“Eskiler, hem insanlar hem hayvanlar hem de bitkilerle alakalı meseleleri çok iyi bilirlerdi. Her şey için ayın eskisi merkez alınır ve ona göre hareket edilir, böylelikle muazzam bir bereket yaşanırdı. Şimdilerde ise yeni nesil bunları pek bilmiyor.”
Dilbilimci Şemseddin Sami, Kâmusî Türkî’sinde bereketi şöyle tarif eder: “Bereket; Arabî lisanda cemisi (çoğul) berekât olan nimet, ihsan-ı ilahi (ilahi ihsan), Mevhibe-i Sübhaniyyedir. Bolluk, feyz demektir.”
Bereket, hayatın her anında bizleri çepeçevre kuşatmasını istediğimiz, içimizi ısıtan sıcacık bir kavram.
Bereketi ifade için; “Bu sene mahsullerde çok bereket vardır” deriz.

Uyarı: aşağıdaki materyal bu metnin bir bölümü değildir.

PR #562, opened 2026-07-01
Improve lake gwt

rubencalje:
This PR improves the support for a GroundWater Transport (GWT) model in the Lake (LAK) package. The user can now supply the concentration of the fluxes in and out of the lake, in the same way he can supply the fluxes for the GroundWater Flow (GWF) model.

### DIFF
--- a/nlmod/gwf/lake.py
+++ b/nlmod/gwf/lake.py
@@ -24,6 +24,15 @@ LAKE_KWDS = [
     "ROUGH",
 ]
 
+LAKE_GWT_KWDS = [
+    "GWT_STATUS",
+    "GWT_CONCENTRATION",
+    "GWT_RAINFALL",
+    "GWT_EVAPORATION",
+    "GWT_RUNOFF",
+    "GWT_EXT-INFLOW",
+]
+
 # order of dictionary matters!
 OUTLET_DEFAULT = {
     "couttype": "WEIR",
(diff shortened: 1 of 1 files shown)


nlmod/gwf/lake.py
```diff
@@ -207,6 +222,13 @@ def lake_from_gdf(
             and not lake_gdf["lakeout"].eq("").all()
         ):
             lakeout = _get_and_check_single_value(lake_gdf, "lakeout")
+            if isinstance(lakeout, str):
```
bdestombe, line 225: Shouldn't this logic be part of _get_and_check_single_value()?

bdestombe: Maybe it is way easier and robust to just expect boundnames, and to be strings? I don't like this behavior of using a single argument for either indices or names. The indices seem fragile anyway, when adding a feature, suddenly the numbering has to be checked

rubencalje: Only lakeout can be an integer as well. If we put this check in `_get_and_check_single_value`, unexpected things can happen to other variables.

I agree it is a bit ugly, that lakeout can be an integer (the lake number) or a string (the boundname). But, for backwards compatibility, I would like to keep both.

dbrakenhoff (approved):
Looks good!

PR #563, opened 2026-07-05
added 'na_filter=False' to read_csv in read_gleg in nlmod.read.regis.py

vincentpost:
Suggest to add na_filter=False to pd.read_csv() in read_gleg. Otherwise the code for the "Formatie van Naaldwijk", which is "NA",  mistakenly gets recognized as a nan value.


rubencalje:
Great, thank you!

This sounds familiar, maybe the reason for some strange plots in the past.

rubencalje (approved):

PR #482, opened 2026-03-04
fix: validate dynamic time for modern-compact and improve helper

Samillion:
**Changes**:
- Validate `dynamic` time option for modern-compact
- Improve (and move) `format_time()` to eliminate redundancy

/cc @Xurdejl You introduced this feature to ModernZ, I'd love your opinion on the changes, if it's not a bother.

Also an obligatory /cc to @Keith94 the detective I burden with all my troubles lol.

### DIFF
--- a/modernz.lua
+++ b/modernz.lua
@@ -477,7 +477,6 @@ if external then
     end
 end
 
-
 local icons
 local iconfont
 local function set_icon_theme()
@@ -1535,7 +1534,6 @@ local function render_elements(master_ass, osc_vis, wc_vis)
                     end
                 end
             end
-
         elseif element.type == "button" then
             local buttontext
             if type(element.content) == "function" then
@@ -3184,7 +3182,6 @@ local function osc_init()
         end
     end
     visible_min_width = visible_min_width + (user_opts.download_button and 100 or 0)
-
 
     -- cache info
     ne = new_element("cache_info", "button")


Keith94:
Functionality is still flawless like before.

The only (UI-related) issue with the time codes is the width is a bit small with really long time codes. Easy enough to PR later..

Samillion:
Awesome, thank you very much for testing. I'll merge in a few hours when I'm back home.

nekoxuee:
Looks good!!
I did something similar a few months ago when I updated my config. Initially just wanted to remove the leading zeros (e.g., 1:05 instead of 01:05), but ended up refactoring it to make it cleaner. Also moved it up so it's grouped with the other helper functions

``` lua
local function format_time_custom(seconds, with_ms)
    if seconds == nil then return "" end
    local h = math.floor(seconds / 3600)
    local m = math.floor((seconds % 3600) / 60)
    local s = math.floor(seconds % 60)

    local time_str
    if h > 0 then
        time_str = string.format("%d:%02d:%02d", h, m, s)
    else
        time_str = string.format("%d:%02d", m, s)
    end

    if with_ms then
        local ms = math.floor((seconds % 1) * 1000)
        time_str = time_str .. string.format(".%03d", ms)
    end

    return time_str
end
```

PR #483, opened 2026-03-04
fix: correct ASS tags, remove unused code, fix shuffle button

Samillion:
**Changes**:
- Remove unused code
- Remove nil branch that is never reached
- Correct various ASS tags
- Fix visibility factor using shuffle button

### DIFF
--- a/modernz.lua
+++ b/modernz.lua
@@ -1835,7 +1835,6 @@ local function window_controls()
 
     local lo
     local controlbox_w = window_control_box_width
-    local titlebox_w = wc_geo.w - controlbox_w
     local controlbox_left = wc_geo.w - controlbox_w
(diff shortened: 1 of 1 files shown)


Samillion:
I just realized something. If I say, this code is filled with ass, it would be completely appropriate. 😆

nekoxuee:
Since this pr is about cleanup and don't know where to comment this, also noticed that `local titlebox_w` is declared but never used in line 1838

> I just realized something. If I say, this code is filled with ass, it would be completely appropriate. 😆

😭

Samillion:
> Since this pr is about cleanup and don't know where to comment this, also noticed that `local titlebox_w` is declared but never used in line 1838

Damn, that is a nice catch! Thank you.

PR #485, opened 2026-03-04
refactor: improve independant zones show/hide logic

Samillion:
Based on https://github.com/mpv-player/mpv/pull/17496

Kasper re-based our implementation in a more efficient way, which is genuinely nice.

I edited the code for the feature to implement their method instead, modifying it to work with ModernZ.

Obligatory ping to those who tested the feature when we first had it:
/cc @IAmHal9000 @Keith94 @Xurdejl

### DIFF
--- a/modernz.lua
+++ b/modernz.lua
@@ -578,7 +578,6 @@ local state = {
     tick_timer = nil,
     tick_last_time = 0,                     -- when the last tick() was run
     hide_timer = nil,
-    wc_hide_timer = nil,
     cache_state = nil,
     idle = false,
     enabled = true,
@@ -752,6 +751,18 @@ end
 
 local function mouse_hit(element)
     return mouse_hit_coords(get_element_hitbox(element))
+end
+
+local function mouse_in_area(names)
+    if type(names) == "string" then names = {names} end
+    for _, name in pairs(names) do
+        for _, cords in pairs(osc_param.areas[name] or {}) do
+            if mouse_hit_coords(cords.x1, cords.y1, cords.x2, cords.y2) then
+                return true
+            end
+        end
+    end
+    return false
 end
 
 local function limit_range(min, max, val)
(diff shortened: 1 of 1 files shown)


nekoxuee:
Tested and works as expected.

As a side note, when `showonpause=false` and `keeponpause=true`, the osc still hides when unhovering while paused. TBH, I find these two options a bit confusing and I'm not sure what the intended use case is for both existing. (it was working like this before, just noticed now while testing)

Samillion:
> As a side note, when `showonpause=false` and `keeponpause=true`, the osc still hides when unhovering while paused. (it was working like this before, just noticed now while testing)

Nice catch. I'll address this in a different PR after this gets merged.

> TBH, I find these two options a bit confusing and I'm not sure what the intended use case is for both existing.

**Intended use**:
- `showonpause=yes` flashes OSC on pause, but then it hides normally.
  - Useful when you want to glance at osc when paused for title, seek location, duration...etc.
- `keeponpause=yes` is basically the same, but as long as it's paused, the osc is there, doesn't hide.

Difference being: hide/show behavior.

Keith94:
I ran into a bug if you define `MOUSE_BTN0 cycle pause` in your input.conf.

1. Open a video
2. Double left click to enter fullscreen
3. Left click on a window controls button

The click goes through the button and pauses the video

Samillion:
Hopefully that fixes it.

I genuinely have no idea how you came up with that test scenario lol, very impressive.

Samillion:
Should I rename `independent_wc` user option to `independent_zones` for clarity?
```lua
independent_zones = false,         -- show/hide top and bottom bar independently based on hover area
```

Or:

```lua
zone_hover = false,               -- show/hide top and bottom bar independently based on hover area
```

Keith94:
independent_zones seems good.

Keith94:
Should it default to true? Same as what mpv will do.

Samillion:
> Should it default to true? Same as what mpv will do.

Definitely. Just clearing things up first.

I'll make it enabled by default in the other PR when I rename the option.

Samillion:
Was the issue fixed by the way? It seems so on my end.

But even before the fix, it wasn't consistent, so I wanted to make sure.

Keith94:
Yeah it looks totally fixed now.

Samillion:
Thank you very much for the thorough testing and confirmation.

I'm definitely going to leave this PR open longer than usual to make sure everything is working as it should.

PR #494, opened 2026-03-07
feat: show bottom bar only (keeponpause + independent_zones)

Samillion:
**Changes**:
- When `keeponpause=yes` and `independent_zones=yes`, only show/keep bottom bar.
- Top bar behaves normally, show/hide based on hover.

image


Keith94:
Much needed change.. Works great.

PR #495, opened 2026-03-07
fix: keep osc visible with button held

Keith94:
Fixed an issue where osc would hide when button/seekbar was held down and `osc_keep_with_cursor` was disabled.

### DIFF
--- a/modernz.lua
+++ b/modernz.lua
@@ -3718,7 +3718,7 @@ local function render()
         if state[showtime_key] == nil or get_hidetimeout() < 0 then return end
         local timeout = state[showtime_key] + (get_hidetimeout() / 1000) - now
         if timeout <= 0 and get_touchtimeout() <= 0 then
-            if (state.active_element == nil and not mouse_in_area(input_areas)) or not user_opts.osc_keep_with_cursor then
+            if (state.active_element == nil and not mouse_in_area(input_areas)) or (state.active_element == nil and not user_opts.osc_keep_with_cursor) then
                 hide_fn()
             end
         else


Samillion:
You are on fire! Very nice catch. Merging.

On a completely unrelated note: remember when I said I want to reduce redundancy? Well. I did with those PRs that got merged already.... BUT, then I went wild.

The terrifying thing is... it works. Reduced as much as I can. But I have this feeling, I broke everything at the same time, but the universe is not letting me see it lol.

Keith94:
@Samillion There is also another issue when `osc_keep_with_cursor` is disabled...

Essentially, the cursor autohide timer only seems to start "working" _after osc hides_, rather than at the normal time (i.e. respecting `cursor-autohide` value). This means your cursor is stuck on screen longer than expected after osc hides.

I have no idea how to fix that. There is a property ("cursor-autohide") but I don't know if that's helpful.

Keith94:
> You are on fire! Very nice catch. Merging.
> 
> On a completely unrelated note: remember when I said I want to reduce redundancy? Well. I did with those PRs that got merged already.... BUT, then I went wild.
> 
> The terrifying thing is... it works. Reduced as much as I can. But I have this feeling, I broke everything at the same time, but the universe is not letting me see it lol.

Hmm I doubt you would have broken anything (if so, we should be able to catch it later anyways). Always happy to test your changes.

Samillion:
> Essentially, the cursor autohide timer only seems to start "working" _after osc hides_, rather than at the normal time (i.e. respecting `cursor-autohide` value). This means your cursor is stuck on screen longer than expected after osc hides.

Most likely it's due to tick request, which essentially re-inits everything, including mouse position. Never thought it would affect cursor hide. I'll look into it.

Keith94:
Thank you!

I should mention, the issue only happens if your cursor is hovering a button while the osc fades out.
If not touching an button, cursor autohide works as expected.

PR #496, opened 2026-03-07
refactor: add helpers to reduce redundancy and improve logic

Samillion:
**Changes**:
- Add helpers to reduce redundancy, so instead of using the same code over and over, call the helper instead
  - `get_ytdl_format()` 
  - `strip_empty_args(args) `
  - `wc_hoverstyle(color)`
  - `setup_bg_elements(posX, posY, osc_w, osc_alpha3, wc_alpha3)`
  - `build_cache_seek_ranges()`
- Improve logic for `contains(list, item)` helper
- Remove redundant `or` inside `set_osc_styles()`
- Improve logic for `limit_range(min, max, val)`
- Improve logic for `is_image()` and move it to related section
- Various small logic improvements to eliminate branching

@Keith94 I either did it right, or did it so wrong even my fridge will break lol.

### DIFF
--- a/modernz.lua
+++ b/modernz.lua
@@ -487,16 +487,17 @@ local function set_osc_locale()
 end
 
 local function contains(list, item)
-    local t = type(list) == "table" and list or {}
-    if type(list) ~= "table" then
+    local t
+    if type(list) == "table" then
+        t = list
+    else
+        t = {}
         for str in string.gmatch(list, '([^,]+)') do
             t[#t + 1] = str:match("^%s*(.-)%s*$") -- trim spaces
         end
     end
     for _, v in ipairs(t) do
-        if v == item then
-            return true
-        end
+        if v == item then return true end
     end
     return false
 end
@@ -522,9 +523,9 @@ end
 local osc_styles
 
 local function set_osc_styles()
-    local playpause_size = user_opts.playpause_size or 28
-    local midbuttons_size = user_opts.midbuttons_size or 24
-    local sidebuttons_size = user_opts.sidebuttons_size or 24
+    local playpause_size = user_opts.playpause_size
+    local midbuttons_size = user_opts.midbuttons_size
+    local sidebuttons_size = user_opts.sidebuttons_size
     osc_styles = {
         osc_fade_bg = "{\\blur" .. user_opts.fade_blur_strength .. "\\bord" .. user_opts.fade_alpha .. "\\1c&H0&\\3c&H" .. osc_color_convert(user_opts.osc_color) .. "&}",
         window_fade_bg = "{\\blur" .. user_opts.window_fade_blur_strength .. "\\bord" .. user_opts.window_fade_alpha .. "\\1c&H0&\\3c&H" .. osc_color_convert(user_opts.osc_color) .. "&}",
@@ -767,12 +768,7 @@ local function mouse_in_area(names)
 end
 
 local function limit_range(min, max, val)
-    if val > max then
-        val = max
-    elseif val < min then
-        val = min
-    end
-    return val
+    return math.max(min, math.min(max, val))
 end
 
 -- translate value into element coordinates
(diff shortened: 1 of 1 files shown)


Keith94:
Initially everything checks out.

I'm not even sure if it's related, but the script is sometimes allowing me to fully drag the seekbar with the right mouse button held down, which was causing a lot of erratic behavior with snapping to nearest chapter etc.


https://github.com/user-attachments/assets/37dd43d0-8590-4cb1-b60b-d2034e3336d8

Samillion:
> with the right mouse button held down

Huh? how?

I can't drag at all with right click, only works to seek for nearest chapter on click, not drag/held.

Hmmmm

Samillion:
This is only happening with this PR?

Samillion:
Ok, I think I found how to replicate this.

If I right click and hold then after hold left click and drag, it shows what you showed me.

But that's because I'm basically holding both buttons at the same time, so input is racing between left click behavior or right click behavior.

Is that what you meant?

Keith94:
You may be right. Earlier it seemed to happen with a left click drag -> release -> right click drag. But its's very inconsistent.

Keith94:
Either way, I doubt most users are going to face whatever weirdness I encountered there.. lol
I can test the PR out more thoroughly later.

Samillion:
> Either way, I doubt most users are going to face whatever weirdness I encountered there.. lol 

I can't think of why it would happen with this PR. I'll check pre-PR behavior as well.

If it's not related and just a general behavior we've had, I'll try to think of a way to handle that racing issue. Hopefully lol.

> I can test the PR out more thoroughly later.

Much appreciated ❤️

Keith94:
I can't find anything wrong with this. Fade options etc. are all working. Good job!

Samillion:
Thank you so much for testing.

This PR essentially doesn't change much code. It merely puts repeated codes into helpers then calls them as they were.

So instead of : (pseudo logic)

```
List
- Item 1
- Item 2
- Item 3

List
- Item 1
- item 2
- Item 3
```

It would be:

```
function build_list()
    List
    - Item 1
    - item 2
    - Item 3
end

build_list()
build_list()
```

Then various small logic changes which should result in the same behavior. This is merely to avoid branching.

```
local var

If val == true then
    var = true
else
    var = false
end
```

Would be:
```
local var = (val == true)
```

The one thing I'm unclear about is the seek thing you mentioned. I can't still figure out if it's caused by this PR or if it's a pre-existing race condition.

Samillion:
> I'm not even sure if it's related, but the script is sometimes allowing me to fully drag the seekbar with the right mouse button held down, which was causing a lot of erratic behavior with snapping to nearest chapter etc.
> dVJYCUPo08.mp4

Are you able to get the same behavior without/before this PR?

Keith94:
I'll check again tonight. My guess is preexisting or bug from previous forks, since the PR is mainly a refactor like you said.

Keith94:
So I can definitely reproduce it in master branch. Nothing to do with your PR.
Tomorrow I can try in mpv itself or older forks.. and maybe find out the cause?

Samillion:
You are awesome, thanks again for always testing thoroughly. <3

Samillion:
> Initially everything checks out.
> 
> I'm not even sure if it's related, but the script is sometimes allowing me to fully drag the seekbar with the right mouse button held down, which was causing a lot of erratic behavior with snapping to nearest chapter etc.
> dVJYCUPo08.mp4

I think I found the cause. `state.playing_and_seeking` which is used with `mouse_seek_pause` option.

Right now it's being used inside `ne.eventresponder["reset"]`, which triggers on any `up` event for any button (ie: left or right click)

Still trying to work it out though.

Keith94:
Very interesting.. I'll try to confirm a fix, but can't guarantee. It was very inconsistent getting it to trigger at all.

PR #497, opened 2026-03-07
refactor: remove seek_resets_hidetimeout option

Keith94:
Makes it so `reset_timeout()` depends on `osc_on_seek` instead of `seek_resets_hidetimeout`. It seems more intuitive that timeout always resets if user wants to see osc when seeking.


Samillion:
You are 100% correct. Well done.

Merging.

PR #499, opened 2026-03-07
refactor: remove hide_empty_playlist_button option

Keith94:
Removed the `hide_empty_playlist_button` option. It was redundant given the `playlist_button` option does the same thing.

### DIFF
--- a/docs/USER_OPTS.md
+++ b/docs/USER_OPTS.md
@@ -103,8 +103,7 @@ Create `modernz.conf` in your mpv script-opts directory:
 | volume_control             | yes           | show mute button and volume slider                                                                                 |
 | volume_control_type        | linear        | volume scale type: `"linear"` or `"logarithmic"`                                                                   |
 | playlist_button            | yes           | show playlist button: Left-click for simple playlist, Right-click for interactive playlist                         |
-| hide_empty_playlist_button | yes           | hide playlist button when no playlist exists                                                                       |
-| gray_empty_playlist_button | yes           | gray out the playlist button when no playlist exists                                                               |
+| gray_empty_playlist_button | no            | gray out the playlist button when no playlist exists                                                               |
 | download_button            | yes           | show download button on web videos (requires yt-dlp and ffmpeg)                                                    |
 | download_path              | ~~desktop/mpv | default download directory for videos. [Learn more about setting paths here](https://mpv.io/manual/master/#paths). |
 | screenshot_button          | no            | show screenshot button                                                                                             |
--- a/modernz.conf
+++ b/modernz.conf
@@ -142,8 +142,6 @@ volume_control=yes
 volume_control_type=linear
 # show playlist button: Left-click for simple playlist, Right-click for interactive playlist
 playlist_button=yes
-# hide playlist button when no playlist exists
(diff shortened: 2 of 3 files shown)


Samillion:
Question (not a rejection, genuinely asking). Do you think these scenarios might be asked for by users?

```EditorConfig
[default]
    profile-desc=Some default options
    script-opts-append=modernz-playlist_button=yes
    script-opts-append=modernz-hide_empty_playlist_button=no

[Media]
    profile-desc=Apply options for Movies and TV Shows directories
    profile-cond=get("path", ""):lower():match("\\movies\\") or get("path", ""):lower():match("\\tv shows\\")
    profile-restore=copy-equal
    script-opts-append=modernz-playlist_button=yes
    script-opts-append=modernz-hide_empty_playlist_button=yes

[Slideshow]
    profile-desc=Apply options for slideshow directories
    profile-cond=get("path", ""):lower():match("\\slides\\")
    profile-restore=copy-equal
    script-opts-append=modernz-playlist_button=no
```

That's why I said I'm genuinely asking, as I'm not sure if this feature is worth removing or not.

Keith94:
You're right, I think there's an appeal to have it show/hide dynamically. I forgot about that part lol. Thanks for explaining.

Keith94:
I realized that you could get the same behavior as `hide_empty_playlist_button` with this conditional profile.

```editorconfig
[autohide-playlist]
	profile-desc=Show playlist button only when playlist exists
	profile-cond=p["playlist-count"] > 1
	profile-restore=copy-equal
	script-opt=modernz-playlist_button=yes
```

So do you still think a dedicated option is needed for something like that?

Samillion:
I genuinely have no idea. Same issue with the window controls in fullscreen PR. https://github.com/Samillion/ModernZ/pull/557

There are two points fighting each other in this:
- Redundancy in general should be removed. If it can be done already, it shouldn't be added
- Xurdejl conclusion that "if the feature isn't enabled or obvious, it doesn't exist" point is absolutely correct

There are so many options in mpv, that make practically anything possible. There is literally a game made that runs in mpv and mpv as a pdf viewer lol.

At the same time, it means there are so many options that the average users just never know they exist in mpv. 

Saying "can be done with a profile" is easy for for those that know, but to those that don't, it all sounds Martian to them.

I honestly have no idea what is better.

Samillion:
Which also applies to https://github.com/Samillion/ModernZ/pull/550

I am torn., can't decide.

Keith94:
I feel that if something is not super essential (feature/bug fix) then it should not be added unless there is lots of demand.

For example, `visibility_audioonly` option was removed from PR https://github.com/mpv-player/mpv/pull/17504 because it was suggested we can use autoprofile instead.

>Which also applies to #550 

Indeed.. however my PR would make those buttons follow the same logic as audio, subtitles and volume bar, which is: hide the buttons when they're not applicable. I suppose we need to choose one behavior and apply it to all these buttons.

nekoxuee:
I think part of the “too many options” problem comes from turning every change into a user configurable option out of fear of complaints.

There is a reason why so many things are opinionated, they’re usually backed by usability studies and experience.

Samillion:
Fully agreed.

PR #507, opened 2026-03-08
refactor: remove `osd-msg` from volume and speed

Keith94:
Since the speed button and volume slider update in real time, I don't think osd-msg is necessary. It adds extra noise to the screen.


Samillion:
Fully agreed. In fact, the volume bar one shouldn't be there in the first place. Because the way we have scroll wheel behavior on it specifically uses `no-osd`.

Well done. Merging.

Keith94:
I didn't even notice.
Since you brought it up, maybe its better that wheel up/down uses osd-msg after all? Because otherwise it's vague what the volume changes are.

PR #509, opened 2026-03-09
feat: add indication of muted state to volume tooltips

Keith94:
- Change volume button tooltip to "Mute/Unmute" to show what it does (English only)
- Append (Muted) to volume bar tooltip if audio is muted.

### DIFF
--- a/modernz.lua
+++ b/modernz.lua
@@ -374,7 +374,7 @@ local language = {
         subtitle = "Subtitle",
         no_subs = "No subtitles available",
         no_audio = "No audio tracks available",
-        muted = " (Muted)",
+        muted = "Muted",
         playlist = "Playlist",
         no_playlist = "Playlist is empty",
         chapter = "Chapter",
@@ -2863,7 +2863,7 @@ local function osc_init()
         local volume = mp.get_property_number("volume", 0) or 0
         -- show only one decimal, if decimals exist
         volume = volume % 1 == 0 and string.format("%.0f", volume) or string.format("%.1f", volume)
-        return state.mute and (volume .. locale.muted) or volume
+        return state.mute and (volume .. " (" .. locale.muted .. ")") or volume
     end
     ne.eventresponder["mbtn_left_up"] = command_callback(user_opts.vol_ctrl_mbtn_left_command)
     ne.eventresponder["mbtn_right_up"] = command_callback(user_opts.vol_ctrl_mbtn_right_command)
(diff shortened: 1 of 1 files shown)


Samillion:
If I may suggest:
```lua
    ne.slider.tooltipF = function(pos)
        if audio_track_count <= 0 then return end
        local vol = set_volume(pos)
        return state.mute and (vol .. " (Muted)") or vol
    end
```

Instead of:
```lua
    ne.slider.tooltipF = function(pos)
    if audio_track_count > 0 then
        local vol = set_volume(pos)
        if state.mute then
            vol = vol .. " (Muted)"
        end
            return vol
        end
    end
```

The other part I disagree on, because it removes a useful functionality.
```lua
ne.tooltipF = function() return user_opts.tooltip_hints and (state.mute and locale.unmute or locale.mute) or "" end
```

Right now, the volume button indicates current volume level, which changes on scroll wheel up/down while hovering it.

Very useful in vertical videos where volume bar wouldn't be showing, or if we ever decide to show/hide volume bar as a user option. (ie: only show volume button)

Keith94:
Thanks for that advice. Will fix all that later.

Samillion:
Last note: The hardcoded `Muted` should be a locale so it changes when a different language is used.

Keith94:
Made some changes. Let me know if you like.

Samillion:
If I may suggest again, for consistency:
```diff
-muted = " (Muted)",
+muted = "Muted",
```

```diff
-return state.mute and (volume .. locale.muted) or volume
+return state.mute and (volume .. " (" .. locale.muted .. ")") or volume
```

Then we need to remember to add the muted phrase to locale JSON, which we can do since we have a locale issue and PR coming soon.

Keith94:
Yeah I was trying to write it like that but was having a skill issue.

Samillion:
> but was having a skill issue

You're genuinely doing great. I know that you're starting out, but you actually have a grasp and do changes frequently now.

Well done, don't sell yourself short.

Keith94:
Thanks bro. 😁

Please wait, I'll update a bit later.

Samillion:
Take all the time you need, no rush at all.

Keith94:
Please check the latest. Should be fine now

Samillion:
Terribly sorry about the delay, I had to leave the house again.

Changes look good, well done. When I come back I'll test and merge.

Samillion:
Awesome, thank you very much.

Merging.

PR #510, opened 2026-03-09
refactor: add osd-msg for volume wheel up/down

Keith94:
Makes it more clear on volume changes.


Samillion:
Agreed. Thank you very much.

Merging.

PR #511, opened 2026-03-09
fix: improve playing_and_seeking state use to avoid race on drag

Samillion:
**Fixes**: https://github.com/Samillion/ModernZ/pull/496#issuecomment-4016080054

**Changes**:
- Clear `playing_and_seeking` state in `mbtn_left_down` events on seekbar slider
- Move `mouse_seek_pause` branch to `mbtn_left_up` instead of `reset` event responder
  - `reset` event responder triggers on any `up` event, which could cause an early unpause

This avoids any stuck state which could cause erratic behavior on multiple button presses (up + down, right + left). I hope lol.

@Keith94

### DIFF
--- a/modernz.lua
+++ b/modernz.lua
@@ -3202,14 +3202,22 @@ local function osc_init()
     end
     ne.eventresponder["mbtn_left_down"] = function (element)
         element.state.mbtnleft = true
+        state.playing_and_seeking = false  -- clear state
         mp.commandv("seek", get_slider_value(element), "absolute-percent+exact")
     end
     ne.eventresponder["shift+mbtn_left_down"] = function (element)
         element.state.mbtnleft = true
+        state.playing_and_seeking = false
         mp.commandv("seek", get_slider_value(element), "absolute-percent")
     end
     ne.eventresponder["mbtn_left_up"] = function (element)
         element.state.mbtnleft = false
+        if state.playing_and_seeking then
+            if mp.get_property("eof-reached") == "no" and user_opts.mouse_seek_pause then
+                mp.commandv("cycle", "pause")
+            end
+            state.playing_and_seeking = false
+        end
     end
     ne.eventresponder["mbtn_right_down"] = function (element)
         local chapter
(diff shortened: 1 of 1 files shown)


Keith94:
I can still reproduce, but the steps on getting it to happen are not clear. Specifically, dragging seekbar handle with only right click is still possible.

Samillion:
> Specifically, dragging seekbar handle with only right click is still possible.

You mean right click hold + (then/and) left click hold + drag? 
If yes, are there any erratic behaviors or just that you're able to drag?

Or just able to drag by holding right click and nothing else? <= This I can't reproduce.

Keith94:
>You mean right click hold + (then/and) left click hold + drag?
If yes, are there any erratic behaviors or just that you're able to drag?

Yes, I can still do this, but I'm only able to drag. No weird behavior,

>Or just able to drag by holding right click and nothing else?

This happens to me too but it's hard to reproduce. Likely not worth investigating.

Samillion:
Oh, so the erratic behavior is fixed? As in, no race condition, just being able to drag?

I'll try it with a touchpad later, maybe it triggers differently there than a regular mouse. I can't drag at all with a right click only.

Keith94:
Sorry I should clarify. The original video https://github.com/Samillion/ModernZ/pull/496#issuecomment-4016080054 is me dragging with RMB only. That's the only time the "snapping to chapter" behavior in the video happens for me while I'm dragging.

If I hold two buttons at the same time then there doesn't appear to be any race condition, as far as I can tell. Just a normal seek drag occurs.

I'm also using a mouse with it. No touchpad.

Samillion:
I'm terribly sorry, I'm having a hard time understanding, please bare with me.

What is the bug before the PR? Just being able to drag?

With this PR, any bugs or unexpected behavior other than being able to drag?

> I'm also using a mouse with it. No touchpad.

You're able to click and drag with just right click and nothing else before or during?

Keith94:
I'll do some testing and explain more in a little bit.

Keith94:
Hai I found a regression with this... I'll open a new bug?

Keith94:
>What is the bug before the PR? Just being able to drag?

>You're able to click and drag with just right click and nothing else before or during?

I'll try to reproduce and address these in the new bug.

PR #609, opened 2020-07-14
fix: make sample app work

wtrocki:


examples/react-datastore/src/components/forms/AddTodo.tsx
```diff
@@ -17,6 +17,7 @@ export const AddTodo = ({ cancel }: AddTodoProps) => {
 
   const handleSubmit = ({ title, description }: ITodo) => {
     addTodo({
+      id: "whatever",
```
wtrocki, line 20: @Eunovo this is probably not wanted side effects of typings.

Ayrıca mübareklik, meymenet, saadet gibi kelimelerle, “Filan zatın sohbeti bereketiyle, duanızın bereketiyle” gibi sözlerle hep bereketi kastederiz. Çok susadığımızda, suya çok ihtiyacımız olduğunda azıcık su bulsak bereketini ifade için, “Azı çok yerine geçecek su” deriz.
Bereketin Anahtarı: Helal Kazanç
Helal yoldan kazanılmayan malda bereket olmayacağına inanırız ve de çoklarımız bunun böyle olduğunu çok defa tecrübe etmiştir. Az olsun, ama helal olsun; onun bereketi yeter. Alışverişte “Bereket versin” diye dua ederiz ve “Bereketini görün” duasıyla karşılık buluruz. Hele bazen çok sıcak havada bir iş yaparken, özellikle de oruç tutarken “bereket versin hava bulutluydu, yoksa sıcaktan bayılırdık” sözüyle de berekete değişik bir mana yükleriz. Bereketsizlikten hiç hoşlanmayız, bizlerden uzak olsun, deriz.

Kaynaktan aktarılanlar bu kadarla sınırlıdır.